(Stored entries)
- - - - -
PR #509, opened 2019-07-01
fix some typos

Draggha:
Hi @ef4,

I found some typos that you might want to correct. I hope this helps! :)

### DIFF
--- a/text/0000-embroider-v2-package-format.md
+++ b/text/0000-embroider-v2-package-format.md
@@ -404,7 +404,7 @@ The Handlebars macros are:
 - macroMaybeAttrs
 - macroFailBuild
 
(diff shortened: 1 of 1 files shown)


text/0000-embroider-v2-package-format.md
```diff
@@ -487,7 +487,7 @@ export default implementation;
 // ===============
 // Or compile down to this if OwnConfig contains { useNewVersion: false }
 let implementation
-implementation = importSync("./new-component");
+implementation = importSync("./old-component");
```
ef4: This one is not a bug, it's intentional to show that the output is different if the `useNewVersion` flag is false.

ef4: Oh wait, sorry, you're right, I had it backwards.

ef4:
Thanks!

PR #79, opened 2018-01-31
TObjProxyVariant - a custom variant type used to have direct access t…

maciej-izak:
…o object published properties. Very usable for cases where conversion from object to variant is not sufficient. TObjProxyVariant provides direct access to object properties from Variant instead of conversion to Variant.


maciej-izak:
Thanks!

PR #80, opened 2018-02-06
fix incomlete implementation of TPropInfo.isStored for FPC

pavelmash:
FPC implementation of mORMot.TPropInfo.IsStored is incompleate for FPC compiler (handle only consts), so for case
```
TBaby = class
  private
    fName: RawUTF8;
  function canStoreName: boolean;
  published
    property Name: RawUTF8 read fName write fName stored canStoreName;
end;
```
Name property will never be stored


synopse:
Has been fixed as part of https://synopse.info/fossil/info/e58267d974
- - - - -
-- WHAT THIS TASK INVOLVES --
Take the data above and return it exactly.

-- WORKED SOLUTION --
PR #509, opened 2019-07-01
fix some typos

Draggha:
Hi @ef4,

I found some typos that you might want to correct. I hope this helps! :)

### DIFF
--- a/text/0000-embroider-v2-package-format.md
+++ b/text/0000-embroider-v2-package-format.md
@@ -404,7 +404,7 @@ The Handlebars macros are:
 - macroMaybeAttrs
 - macroFailBuild
 
(diff shortened: 1 of 1 files shown)


text/0000-embroider-v2-package-format.md
```diff
@@ -487,7 +487,7 @@ export default implementation;
 // ===============
 // Or compile down to this if OwnConfig contains { useNewVersion: false }
 let implementation
-implementation = importSync("./new-component");
+implementation = importSync("./old-component");
```
ef4: This one is not a bug, it's intentional to show that the output is different if the `useNewVersion` flag is false.

ef4: Oh wait, sorry, you're right, I had it backwards.

ef4:
Thanks!

PR #79, opened 2018-01-31
TObjProxyVariant - a custom variant type used to have direct access t…

maciej-izak:
…o object published properties. Very usable for cases where conversion from object to variant is not sufficient. TObjProxyVariant provides direct access to object properties from Variant instead of conversion to Variant.


maciej-izak:
Thanks!

PR #80, opened 2018-02-06
fix incomlete implementation of TPropInfo.isStored for FPC

pavelmash:
FPC implementation of mORMot.TPropInfo.IsStored is incompleate for FPC compiler (handle only consts), so for case
```
TBaby = class
  private
    fName: RawUTF8;
  function canStoreName: boolean;
  published
    property Name: RawUTF8 read fName write fName stored canStoreName;
end;
```
Name property will never be stored


synopse:
Has been fixed as part of https://synopse.info/fossil/info/e58267d974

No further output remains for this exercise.